◆ What to do ◆
Lines from the one containing "- Seeds are" through the final line of the records are the only ones to copy, and each must match exactly.

◆ Entries provided ◆
PR #349, opened 2021-02-01
Tweak tune random number seed generation and usage

### LINKED ISSUE #331: Parallel-safe RNG

DavisVaughan:
Closes #331 
Closes #332 

- Seeds are now generated with L'Ecuyer-CMRG, which is parallel safe.
- We now no longer repeatedly set the seed to the same value for each row of `rows` in the `"everything"` parallel loop

The strategy used here is slightly different from what we talked about in the group meeting. It was very difficult to generate and use 1 seed per row of `grid_info`. This was difficult to do because in `tune_grid_loop_iter()` we first loop over the preprocessors and fit them, then over the models. We _could_ just set the seed in that inner model loop, which is what we proposed in the group meeting. However, this would leave the preprocessor loop without a fixed seed, which I don't love because there could be randomness in some recipe steps that needs to be "fixed".

Because this was so difficult, I've just made a small tweak to the way we currently do things. Besides using the new type of random seeds, I've also just fixed the "bug" in the "everything" path where we were setting the seed to the same value repeatedly in the inner part of the nested loop. 

The way to explain our seed generation strategy now is: Every time `tune_grid_loop_iter()` is called, it sets a unique seed once at the top of the function call, then runs all the preprocessors and models in that particular iteration.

◆ Output for this task ◆
- Seeds are now generated with L'Ecuyer-CMRG, which is parallel safe.
- We now no longer repeatedly set the seed to the same value for each row of `rows` in the `"everything"` parallel loop

The strategy used here is slightly different from what we talked about in the group meeting. It was very difficult to generate and use 1 seed per row of `grid_info`. This was difficult to do because in `tune_grid_loop_iter()` we first loop over the preprocessors and fit them, then over the models. We _could_ just set the seed in that inner model loop, which is what we proposed in the group meeting. However, this would leave the preprocessor loop without a fixed seed, which I don't love because there could be randomness in some recipe steps that needs to be "fixed".

Because this was so difficult, I've just made a small tweak to the way we currently do things. Besides using the new type of random seeds, I've also just fixed the "bug" in the "everything" path where we were setting the seed to the same value repeatedly in the inner part of the nested loop. 

The way to explain our seed generation strategy now is: Every time `tune_grid_loop_iter()` is called, it sets a unique seed once at the top of the function call, then runs all the preprocessors and models in that particular iteration.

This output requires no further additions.